*** Opening THE DATA ***

PR #1003, opened 2026-09-14
fix(flinksql): align round semantics and return_type

tianjq16:

Issue Number: N/A

### Type of Change

- [ ] 📝 Documentation only

### Description

For non-DECIMAL numeric types, the semantics are the same as Spark SQL, so the existing implementation can be reused directly.

For DECIMAL types, in Flink, the return type of ROUND(DECIMAL(p, s), r) follows the rules below:

| Condition | Return Type |
| --- | --- |
| r >= s | DECIMAL(p, s) |
| r < 0 | DECIMAL(min(38, 1 + p - s), 0) |
| 0 <= r < s  | DECIMAL(1 + p - s + r, r)

Flink's return-type inference for the ROUND function differs from that of Presto and Spark. Therefore, we need to implement a new Flink-compatible decimal_round function.

In addition to return-type inference, the new Flink-compatible decimal_round function also differs in its handling of overflow and NULL values.

### Performance Impact

    <details>

    ```text
    N/A
    ```
    </details>

### Release Note

Release Note:

```text
Release Note:
- Add Flink-compatible round function.
```

### Checklist (For Author)

### Breaking Changes

- [x] No
- [ ] Yes (Description: ...)
    <details>

    ```text
    N/A
    ```
    </details>


bolt/functions/flinksql/specialforms/DecimalRound.cpp
```diff
@@ -0,0 +1,257 @@
...
+                 inputPrecision_,
+                 inputScale_,
+                 resultPrecision_,
+                 resultScale_,
+                 result)
+          .ok();
+    }
+
+    TResult rounded;
+    DecimalUtil::divideWithRoundUp<TResult, TInput, int128_t>(
```
yangzhg, line 102: 这里TResult 如果是shortdecimal 会不会 丢失精度

luozenglin, line 102: `divideWithRoundUp<TResult, TInput, int128_t>` stores the dividend in its result type (`R unsignedDividendRescaled(a)`). For a long-decimal input and a short-decimal result, this narrows the unscaled input to `int64_t` before division.

For example, `ROUND(CAST('9999999999.9999999999' AS DECIMAL(20,10)), -1)` should return `10000000000`, but a standalone reproduction of this arithmetic path returns `776627960` in both unoptimized and optimized builds. The final precision check cannot detect this because the corrupted result still fits.

Please retain `int128_t` intermediates through division, rounding, and multiplication, then narrow after validating the final precision. Add negative-scale long-to-short tests whose unscaled inputs exceed `int64_t`, including negative values.

bolt/functions/flinksql/specialforms/DecimalRound.cpp
```diff
@@ -0,0 +1,257 @@
...
+        rounded, input, divideFactor_.value(), false, 0, 0);
+    int128_t product;
```
luozenglin, line 104: The called helper tests `remainder * 2 >= unsignedDivisor`. When the divisor is `10^38`, a valid decimal remainder can overflow signed `int128_t` during this multiplication.

For the maximum `DECIMAL(38,0)` value rounded at scale `-38`, Flink returns NULL because the rounded value is `10^38`. A standalone reproduction of this path instead returns `0`; UBSan reports signed integer overflow in the helper. The multiplication check below runs after the rounding decision has already been corrupted.

Please use an overflow-safe comparison. For these positive powers of ten, comparing the nonnegative remainder against `divisor / 2` avoids multiplication. Add coverage where `inputScale - roundScale == 38`, including both signs.

bolt/functions/flinksql/specialforms/DecimalRound.cpp
```diff
@@ -0,0 +1,257 @@
...
+                 inputScale_,
+                 resultPrecision_,
+                 resultScale_,
+                 result)
+          .ok();
+    }
+
+    TResult rounded;
+    DecimalUtil::divideWithRoundUp<TResult, TInput, int128_t>(
+        rounded, input, divideFactor_.value(), false, 0, 0);
```
luozenglin, line 103: A zero input with a supported negative scale, such as `ROUND(CAST('0.00' AS DECIMAL(5,2)), -1)`, reaches this call. Inside `divideWithRoundUp`, the rescaling check evaluates `kPowersOfTen[aRescale] * unsignedDividendRescaled / unsignedDividendRescaled`, which becomes `0 / 0`.

A standalone UBSan reproduction reports division by zero. Ordinary builds returned the expected zero in this experiment, so the existing zero-valued assertions do not establish that this path is free of undefined behavior.

Please return zero before this division, or make the helper explicitly handle zero and the no-rescaling case. Validate both short and long decimals under UBSan.

tianjq16:
@yangzhg @luozenglin Thanks for your comment.

Initially, for simplicity, I directly reused the implementation from `sparksql::DecimalRoundFunction` without checking whether overflow could lead to incorrect results. The implementation of `sparksql::DecimalRoundFunction` appears to have the same issue.

I chose not to modify the logic in `DecimalUtil::divideWithRoundUp` because I think it is unnecessarily complex and relatively inefficient for implementing the `ROUND` function. Instead, I implemented simpler logic specifically for the `scale < 0` case, which avoids the complexity introduced by potential overflow.

Finally, I think the following items should be investigated, but they are outside the scope of this PR and can be tracked in separate issues:

- Confirm whether Spark SQL and Presto SQL have the same issue.
- Investigate the potential overflow issue in divideWithRoundUp.

yangzhg (approved):
LGTM

PR #38, opened 2015-10-29
dm-check-headers updates

pipitone:
This update includes the following:

- removed blacklist and checklist functions
- now called with the top level exams dir (e.g. data/dcm) and not a list
  of exam directories
- log files are named `dm-check-headers-<exam>.log`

*** Closing THE DATA ***

• [ASSIGNED TASK]: Exactly as shown above, copy out the material.

• [YOUR RESPONSE]:
PR #1003, opened 2026-09-14
fix(flinksql): align round semantics and return_type

tianjq16:

Issue Number: N/A

### Type of Change

- [ ] 📝 Documentation only

### Description

For non-DECIMAL numeric types, the semantics are the same as Spark SQL, so the existing implementation can be reused directly.

For DECIMAL types, in Flink, the return type of ROUND(DECIMAL(p, s), r) follows the rules below:

| Condition | Return Type |
| --- | --- |
| r >= s | DECIMAL(p, s) |
| r < 0 | DECIMAL(min(38, 1 + p - s), 0) |
| 0 <= r < s  | DECIMAL(1 + p - s + r, r)

Flink's return-type inference for the ROUND function differs from that of Presto and Spark. Therefore, we need to implement a new Flink-compatible decimal_round function.

In addition to return-type inference, the new Flink-compatible decimal_round function also differs in its handling of overflow and NULL values.

### Performance Impact

    <details>

    ```text
    N/A
    ```
    </details>

### Release Note

Release Note:

```text
Release Note:
- Add Flink-compatible round function.
```

### Checklist (For Author)

### Breaking Changes

- [x] No
- [ ] Yes (Description: ...)
    <details>

    ```text
    N/A
    ```
    </details>


bolt/functions/flinksql/specialforms/DecimalRound.cpp
```diff
@@ -0,0 +1,257 @@
...
+                 inputPrecision_,
+                 inputScale_,
+                 resultPrecision_,
+                 resultScale_,
+                 result)
+          .ok();
+    }
+
+    TResult rounded;
+    DecimalUtil::divideWithRoundUp<TResult, TInput, int128_t>(
```
yangzhg, line 102: 这里TResult 如果是shortdecimal 会不会 丢失精度

luozenglin, line 102: `divideWithRoundUp<TResult, TInput, int128_t>` stores the dividend in its result type (`R unsignedDividendRescaled(a)`). For a long-decimal input and a short-decimal result, this narrows the unscaled input to `int64_t` before division.

For example, `ROUND(CAST('9999999999.9999999999' AS DECIMAL(20,10)), -1)` should return `10000000000`, but a standalone reproduction of this arithmetic path returns `776627960` in both unoptimized and optimized builds. The final precision check cannot detect this because the corrupted result still fits.

Please retain `int128_t` intermediates through division, rounding, and multiplication, then narrow after validating the final precision. Add negative-scale long-to-short tests whose unscaled inputs exceed `int64_t`, including negative values.

bolt/functions/flinksql/specialforms/DecimalRound.cpp
```diff
@@ -0,0 +1,257 @@
...
+        rounded, input, divideFactor_.value(), false, 0, 0);
+    int128_t product;
```
luozenglin, line 104: The called helper tests `remainder * 2 >= unsignedDivisor`. When the divisor is `10^38`, a valid decimal remainder can overflow signed `int128_t` during this multiplication.

For the maximum `DECIMAL(38,0)` value rounded at scale `-38`, Flink returns NULL because the rounded value is `10^38`. A standalone reproduction of this path instead returns `0`; UBSan reports signed integer overflow in the helper. The multiplication check below runs after the rounding decision has already been corrupted.

Please use an overflow-safe comparison. For these positive powers of ten, comparing the nonnegative remainder against `divisor / 2` avoids multiplication. Add coverage where `inputScale - roundScale == 38`, including both signs.

bolt/functions/flinksql/specialforms/DecimalRound.cpp
```diff
@@ -0,0 +1,257 @@
...
+                 inputScale_,
+                 resultPrecision_,
+                 resultScale_,
+                 result)
+          .ok();
+    }
+
+    TResult rounded;
+    DecimalUtil::divideWithRoundUp<TResult, TInput, int128_t>(
+        rounded, input, divideFactor_.value(), false, 0, 0);
```
luozenglin, line 103: A zero input with a supported negative scale, such as `ROUND(CAST('0.00' AS DECIMAL(5,2)), -1)`, reaches this call. Inside `divideWithRoundUp`, the rescaling check evaluates `kPowersOfTen[aRescale] * unsignedDividendRescaled / unsignedDividendRescaled`, which becomes `0 / 0`.

A standalone UBSan reproduction reports division by zero. Ordinary builds returned the expected zero in this experiment, so the existing zero-valued assertions do not establish that this path is free of undefined behavior.

Please return zero before this division, or make the helper explicitly handle zero and the no-rescaling case. Validate both short and long decimals under UBSan.

tianjq16:
@yangzhg @luozenglin Thanks for your comment.

Initially, for simplicity, I directly reused the implementation from `sparksql::DecimalRoundFunction` without checking whether overflow could lead to incorrect results. The implementation of `sparksql::DecimalRoundFunction` appears to have the same issue.

I chose not to modify the logic in `DecimalUtil::divideWithRoundUp` because I think it is unnecessarily complex and relatively inefficient for implementing the `ROUND` function. Instead, I implemented simpler logic specifically for the `scale < 0` case, which avoids the complexity introduced by potential overflow.

Finally, I think the following items should be investigated, but they are outside the scope of this PR and can be tracked in separate issues:

- Confirm whether Spark SQL and Presto SQL have the same issue.
- Investigate the potential overflow issue in divideWithRoundUp.

yangzhg (approved):
LGTM

PR #38, opened 2015-10-29
dm-check-headers updates

pipitone:
This update includes the following:

- removed blacklist and checklist functions
- now called with the top level exams dir (e.g. data/dcm) and not a list
  of exam directories
- log files are named `dm-check-headers-<exam>.log`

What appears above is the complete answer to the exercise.